PR #13404, opened 2026-08-09
Avoid exact floating-point equality in hide-max value converters

ivandrofly:
## Summary
- Replace `d == double.MaxValue` with `Math.Abs(d - double.MaxValue) < 0.01` in `DoubleToDisplayShortConverter`, `DoubleToNoDecimalHideMaxConverter` and `DoubleToOneDecimalHideMaxConverter`
- The `double.MaxValue` sentinel ("no value") is still detected; the tolerance form avoids floating-point equality comparison warnings

## Test plan
- [ ] `dotnet build src/ui/UI.csproj` succeeds
- [ ] Open a subtitle and check the gap column: the row after the last line (sentinel value) shows an empty cell, not a clamped number
- [ ] Regular gap/duration values still display as before

### DIFF
--- a/src/ui/Logic/ValueConverters/DoubleToDisplayShortConverter.cs
+++ b/src/ui/Logic/ValueConverters/DoubleToDisplayShortConverter.cs
@@ -20,7 +20,7 @@ public class DoubleToDisplayShortConverter : IValueConverter
         var useFrameMode = Se.Settings.General.UseFrameMode;
         if (value is double ms)
         {
-            if (ms == double.MaxValue || double.IsNaN(ms))
+            if (Math.Abs(ms - double.MaxValue) < 0.01 || double.IsNaN(ms))
             {
                 // Sentinel for "no value" (e.g. the gap after the last line) - show nothing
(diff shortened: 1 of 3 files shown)


niksedk:
Thanks for looking at this, Ivandro - but I think I will pass on this one.

The `double.MaxValue` here is a sentinel that is always assigned explicitly (see `SubtitleTextInfoHelper.cs` for the first/last row gap), never the result of a calculation, so exact equality is both correct and self-documenting. And because of the magnitude involved, `Math.Abs(d - double.MaxValue) < 0.01` matches exactly the same single value that `d == double.MaxValue` does - the next representable double below `double.MaxValue` is about 2e292 away, so the epsilon can never make a difference. It just suggests a tolerance that cannot exist.

These converters also run per cell per row, so I would rather keep the single compare.

If the motivation was a code analysis warning, a named constant like `const double NoValue = double.MaxValue;` would be a nicer way to silence it - happy to take a PR along those lines.

Thanks again for all the other work, much appreciated! :)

• _What to produce_
From the records above, give again exactly the lines running from the line with "- [ ] Open a" to the line with "These converters also", inclusive.

• _Written response_
- [ ] Open a subtitle and check the gap column: the row after the last line (sentinel value) shows an empty cell, not a clamped number
- [ ] Regular gap/duration values still display as before

### DIFF
--- a/src/ui/Logic/ValueConverters/DoubleToDisplayShortConverter.cs
+++ b/src/ui/Logic/ValueConverters/DoubleToDisplayShortConverter.cs
@@ -20,7 +20,7 @@ public class DoubleToDisplayShortConverter : IValueConverter
         var useFrameMode = Se.Settings.General.UseFrameMode;
         if (value is double ms)
         {
-            if (ms == double.MaxValue || double.IsNaN(ms))
+            if (Math.Abs(ms - double.MaxValue) < 0.01 || double.IsNaN(ms))
             {
                 // Sentinel for "no value" (e.g. the gap after the last line) - show nothing
(diff shortened: 1 of 3 files shown)


niksedk:
Thanks for looking at this, Ivandro - but I think I will pass on this one.

The `double.MaxValue` here is a sentinel that is always assigned explicitly (see `SubtitleTextInfoHelper.cs` for the first/last row gap), never the result of a calculation, so exact equality is both correct and self-documenting. And because of the magnitude involved, `Math.Abs(d - double.MaxValue) < 0.01` matches exactly the same single value that `d == double.MaxValue` does - the next representable double below `double.MaxValue` is about 2e292 away, so the epsilon can never make a difference. It just suggests a tolerance that cannot exist.

These converters also run per cell per row, so I would rather keep the single compare.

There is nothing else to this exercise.